Task directions. Repeat each entry word for word.
START Data for this task
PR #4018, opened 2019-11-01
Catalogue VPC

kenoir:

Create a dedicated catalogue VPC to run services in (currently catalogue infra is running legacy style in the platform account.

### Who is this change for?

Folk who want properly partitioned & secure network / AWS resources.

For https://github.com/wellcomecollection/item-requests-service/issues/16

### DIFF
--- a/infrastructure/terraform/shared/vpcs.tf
END Data for this task
Exercise response.
PR #4018, opened 2019-11-01
Catalogue VPC

kenoir:

Create a dedicated catalogue VPC to run services in (currently catalogue infra is running legacy style in the platform account.

### Who is this change for?

Folk who want properly partitioned & secure network / AWS resources.

For https://github.com/wellcomecollection/item-requests-service/issues/16

### DIFF
--- a/infrastructure/terraform/shared/vpcs.tf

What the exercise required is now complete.